┏━━
PR #104, opened 2017-02-16
Code Review: String encoding bug in New File Format (#12499)

opsGavin:
Code review for String encoding bug in New File Format (#12499):

> I heard this evening from Tim van Damme (AbstractApp) that they found a string encoding bug in our new file format. Something with emoji's skin color not being saved properly perhaps?
> 
> I hear that they sent @samdeane an email with more details. And also ping @opsGavin of course. And @BohemianCoding/qa 

Connect to BohemianCoding/Sketch#12499.


opsGavin:
Review Notes: If we're trying to encode a string with can't be converted to UTF8 we now drop back to encoding the string using `NSKeyedArchiver` as base64.

An alternative would be to encode the raw bytes as base64 along with the encoding. I think that would produce cleaner (more portable) JSON and I was quite tempted to take that approach. But I figured the `NSKeyedArchiver` approach might be safer. It would be good to get a second opinion on that though.

mikeabdullah:
I'm trying to wrap my head around this. UTF-8 is supposed to be able to represent anything within the unicode spec. Which NSString is supposed to conform to. Yet somehow we're getting an NSString into the app which can't be converted to UTF-8.

I suppose it's perfectly possible to arrive at such a string when it's created by referring to some raw data or something like that.

But then I wonder is trying to preserve such strings using keyed archiving really the best thing for us to do? Can we do something like `-[NSString dataUsingEncoding:allowLossyConversion:]` instead to ditch the invalid characters?

opsGavin:
I'm on the fence about that one @mikeabdullah. On the one hand the string is obviously fairly knackered (to use the technical parlance) and it displays inconsistently within Sketch: 

screen shot 2017-02-16 at 16 18 33

So cleaning it up might be good. But on the other hand if we throw away data the user thinks is valid are we going to be criticised for that?

What do other @BohemianCoding/coders think?

samdeane:
I think I'm with @opsGavin on this one. 

I'm guessing that an invalid string can be placed onto the clipboard by something else, and then we'll gamely paste it in? That's not to mention the havoc that plugins can cause. Preserving the actual bytes is probably safest.

PR #106, opened 2017-02-26
Code Review: Implement generic download manager for plugin updating (#12065)

SheffieldKevin:
Code review for Implement generic download manager for plugin updating (#12065):

> Part of epic #12035 
> 
> Now that we need to download plugins we should probably write some kind of download manager. Later on we can change other parts of the app that download things to use the same class, but lets start with plugins.
> 
> Naturally the download manager should take care of asynchronously downloading content with something like a callback block when completed. Detailed progress into is not necessary yet since we're not yet downloading things that are super big.
> 
> Even though it'll just be used for plugins for now it should of course be able to download anything, nor make any assumptions about the API being tailored to plugins.
> 
> Also; tests.

Connect to BohemianCoding/Sketch#12065.


Source/BCDownloadManager.h
```diff
@@ -0,0 +1,102 @@
...
+extern NSString *BCDownloadManagerDownloadTaskState;
+
+@protocol BCDownloadManagerDelegate;
+
+/**
+ A simple download manager.
+ */
+@interface BCDownloadManager <NSURLSessionDelegate> : NSObject
+
+/// The plugin manager identifier.
```
SheffieldKevin: The identifier can probably go.

Source/BCDownloadManager.h
```diff
@@ -0,0 +1,102 @@
...
+@protocol BCDownloadManagerDelegate
+
+/// All protocol methods are optional for the case where we use the blocks approach.
+@optional
+
+/// The status of one of the downloads has changed.
+- (void)downloadManager:(BCDownloadManager *)downloadManager downloadTaskHasUpdatedForIdentifier:(NSString *)identifier;
+
+/// The number or order of the tasks may have changed. If you have a table view you might want to reload data.
+- (void)downloadManagerTasksUpdated:(BCDownloadManager *)downloadManager;
```
SheffieldKevin: That looks like an oversight. I'll need to update that.

Source/BCDownloadManager.h
```diff
@@ -0,0 +1,102 @@
...
+
+/// The file in \c downloadedURL in its implementation of this delegate method should be moved or copied from the downloadedURL in this method.
+- (void)downloadManager:(BCDownloadManager *)downloadManager downloadTaskFinishedForIdentifier:(NSString *)identifier downloadedURL:(NSURL *)downloadedURL;
+
+/// Delegate method called for dealing with download errors.
+- (void)downloadManager:(BCDownloadManager *)downloadManager downloadTaskFailedWithError:(NSError *)error forTaskIdentifier:(NSString *)identifier;
+
+/// Delegate method called when there is a missing file to download.
+- (void)downloadManager:(BCDownloadManager *)downloadManager downloadTaskDestinationRequestDoesNotExistForIndex:(NSInteger)taskIndex URL:(NSURL *)url;
```
SheffieldKevin: and again.

Source/BCDownloadManager.m
```diff
@@ -0,0 +1,233 @@
...
+NSString *BCDownloadManagerNumberOfBytesDownloaded = @"BCDownloadManagerTestNumberOfBytesDownloaded";
+NSString *BCDownloadManagerDownloadTaskState = @"BCDownloadManagerDownloadTaskState";
+
+@interface BCDownloadManager ()
+
+/// The NSURLSession for downloading that will deal with redirections etc. for us.
+@property (nonatomic, strong) NSURLSession *session;
+
+/// The completion handler for a background session.
+// @property (nonatomic, strong) void(^completionHandler)();
```
SheffieldKevin: I'll leave this. Since I'm now trying to use the download manager in my next task it will expose whether it is likely a download manager completion task is needed or not. If it doesn't prove to be so I'll get rid of it then.

Source/BCDownloadManager.m
```diff
@@ -0,0 +1,233 @@
...
+@implementation BCDownloadManager
+
+- (instancetype)initWithIdentifier:(NSString *)identifier
+              sessionConfiguration:(NSURLSessionConfiguration *)sessionConfiguration
+                          delegate:(id <BCDownloadManagerDelegate>)delegate {
+//                 completionHandler:(void(^)())completionHandler {
+  if ((self = [super init])) {
+    _canAcceptNewDownloadTasks = YES;
+    _hasBeenInvalidated = NO;
+    _identifier = identifier;
```
SheffieldKevin: The download manager itself at this point is not used anywhere in sketch. The only place the download manager code is used is in tests. I was imagining a possibility where we might want to send a notification that a file has been downloaded. In which case knowing if this download manager is responsible for downloading appcasts, sketchplugin updates or something else would be useful. It may be overkill.

Source/BCDownloadManager.h
```diff
@@ -0,0 +1,102 @@
...
+@property (nonatomic, readonly) BOOL canAcceptNewDownloadTasks;
+
+/// Number of processing download tasks.
+@property (nonatomic, readonly) NSInteger numberOfUnfinishedDownloadTasks;
+
+/// Identifiers for all download tasks.
+@property (nonatomic, readonly) NSArray <NSString*> *allTasksIdentifiers;
+
+- (instancetype)initWithIdentifier:(NSString *)identifier
+              sessionConfiguration:(NSURLSessionConfiguration *)sessionConfiguration
```
SheffieldKevin: I started with assuming the background session configuration was the one we would want by default. But that proved to be untestable as it downloads on a different process to the application making it impossible to mock. To write tests I could either replace the default choice or provide an init method that allows us to provide the download session configuration. I decided on the later approach because I thought that being able to use the background configuration was also a reasonable choice for downloading.

For example if a sketch plugin writers site was hacked and the plugin replaced with a dodgy download aimed at crashing the download process, instead of sketch crashing only the background download process would crash.

opsGavin: Makes sense. It's always a little nasty having to define the interface to fit the tests, but sometime it just can't be helped.

Source/BCDownloadManager.h
```diff
@@ -0,0 +1,106 @@
...
+ @param delegate Not needed if all download tasks added to the download manager take a completion handler.
+ @param completionHandler Called if the configuration is a background download or if finishTasksAndInvalidate is called when all tasks have finished.
+ */
+
+- (instancetype)initWithSessionConfiguration:(NSURLSessionConfiguration *)sessionConfiguration
+                                    delegate:(nullable id<BCDownloadManagerDelegate>)delegate
+                           completionHandler:(nullable void (^)())completionHandler;
+
+/// Add a download task by creating a default request object for the download URL. You should implement the delegate methods if creating download tasks with this method.
+- (nullable NSURLSessionDownloadTask *)addDownloadTaskWithIdentifier:(NSString *)identifier downloadRequestURL:(NSURL *)downloadRequestURL;
```
opsGavin: Discussed this in Slack, but just for the record. I think this would be better allocating the identifier itself (so that we can guarantee it's unique) and returning that. I don't think the outside world needs to know about the `NSURLSessionDownloadTask` - but if it really had to we could add a `downloadTaskForIdentifier:` method.

For some reason my original comment on this got lost in the either - sorry @SheffieldKevin  😞

SheffieldKevin:
Thanks Gavin, I appreciated your input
┗━━
§ **Task objective**
Scan the listing for "approach" and copy out each line that has it.

§ **Response below**
An alternative would be to encode the raw bytes as base64 along with the encoding. I think that would produce cleaner (more portable) JSON and I was quite tempted to take that approach. But I figured the `NSKeyedArchiver` approach might be safer. It would be good to get a second opinion on that though.
+/// All protocol methods are optional for the case where we use the blocks approach.
SheffieldKevin: I started with assuming the background session configuration was the one we would want by default. But that proved to be untestable as it downloads on a different process to the application making it impossible to mock. To write tests I could either replace the default choice or provide an init method that allows us to provide the download session configuration. I decided on the later approach because I thought that being able to use the background configuration was also a reasonable choice for downloading.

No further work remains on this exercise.